Der PC meines Freundes funktioniert mit der iGPU und mit einer anderen Grafikkarte ohne Probleme. Sprich, die Sapphire ist tatsächlich der Übeltäter.


----------



## Schwarzseher (23. September 2017)

Ok.Das stand dort nicht im 1 #
Vielleicht tut es ja eine gebrauchte Karte.
Wenn die Garantie abgelaufen ist würde ich mir da aber nicht allzuviel Hoffnung machen.Da musst du dich dann mit dem Sapphire  Support auseinandersetzen.


----------



## DerFoehn (23. September 2017)

Ja, du hast Recht, hätte aus dem ersten post besser ersichtlich sein müssen.
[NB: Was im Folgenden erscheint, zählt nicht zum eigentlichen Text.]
PR #93, opened 2019-06-21
Add coverage report when running tests

patrick91:


patrick91:
Not sure why it doesn't show the link to coverage, but it is here: https://codecov.io/gh/strawberry-graphql/strawberry/commit/e2b2a813257db23845afc1f4b7f2c09236cbe15c

patrick91:
@marcoacierno will do that with another PR :D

Genau deshalb hatte ich hier in den Support Bereich geschrieben. Bei knapp 2 Monaten abgelaufener Garantie würde ich mir Kulanz seitens Sapphire wünschen,
vielleicht besteht ja noch Hoffnung.


----------



## Schwarzseher (23. September 2017)

Naja versuchen kann man`s ja mal.
Ansonsten eben nach einer gebrauchten umschauen.
Sapphire NITRO Radeon R9 390 (8192 MB) (11244-01-20G) Grafikkarte 4895106277359 | eBay
Kannst ihm ja Kredit geben unter Freunden oder du kaufst dir halt wieder eine neue


----------



## DerFoehn (23. September 2017)

Ich bin zur Zeit ganz gut versorgt mit einer RX480 
Ich denke der Kollege wird sich dann erstmal mit der Intel HD begnügen müssen, bis eine Lösung gefunden ist... Ansonsten ist ja Weihnachten nicht mehr lange hin. 
Jedenfalls hat man das Gefühl, wenn man ind die Supermärkte schaut.


----------



## Xornado (28. September 2017)

Guten Abend, 

google hat mich hierhergeführt und ich dachte mir ich erstelle mir einen Account um euch wissen zu lassen das meine R9 390 sich heute ebenfalls verabschieded hat und das "zufällig" 2 Monate nach Ablauf der Garantie.  
Auf dem Bildschirm ist ein weißer Streifen auf der linken Seite zu sehen, sobald "Windows wird gestartet" anezeigt wird sieht man danach kein "Wilkommen" mehr, stattdessen erscheinen nur noch weiße Kreise und das System stürtzt ab.

Zuerst hab ich meinen Monitor überprüft. Diesen habe ich an einen anderen Rechner angeschlossen und das Bild war einwandfrei. Danach hab ich vorsichtshalber mit der R9 390 HDMI anstelle von dem Displayport getestet. Der Fehler war mit HDMI auch vorhanden. Der Monitor ist in Ordnung. Zum Schluß habe ich noch eine ASUS GeForce 610 GT in meinem System verbaut und ich habe ein fehlerfreies Bild ausgegeben bekommen. Kurz gesagt die Grafikkarte ist hinüber.


----------



## facehugger (28. September 2017)

Xornado schrieb:


> Guten Abend,
> 
> google hat mich hierhergeführt und ich dachte mir ich erstelle mir einen Account um euch wissen zu lassen das meine R9 390 sich heute ebenfalls verabschieded hat und das "zufällig" 2 Monate nach Ablauf der Garantie.
> Auf dem Bildschirm ist ein weißer Streifen auf der linken Seite zu sehen, sobald "Windows wird gestartet" anezeigt wird sieht man danach kein "Wilkommen" mehr, stattdessen erscheinen nur noch weiße Kreise und das System stürtzt ab.
> ...


Tja, wie schon gesagt: wenn die Graka als Übeltäter ausgemacht und die Garantie hinüber ist, dann vielleicht auf Kulanz des Herstellers/Boardpartners hoffen oder eben eine neue Pixelschubse besorgen... 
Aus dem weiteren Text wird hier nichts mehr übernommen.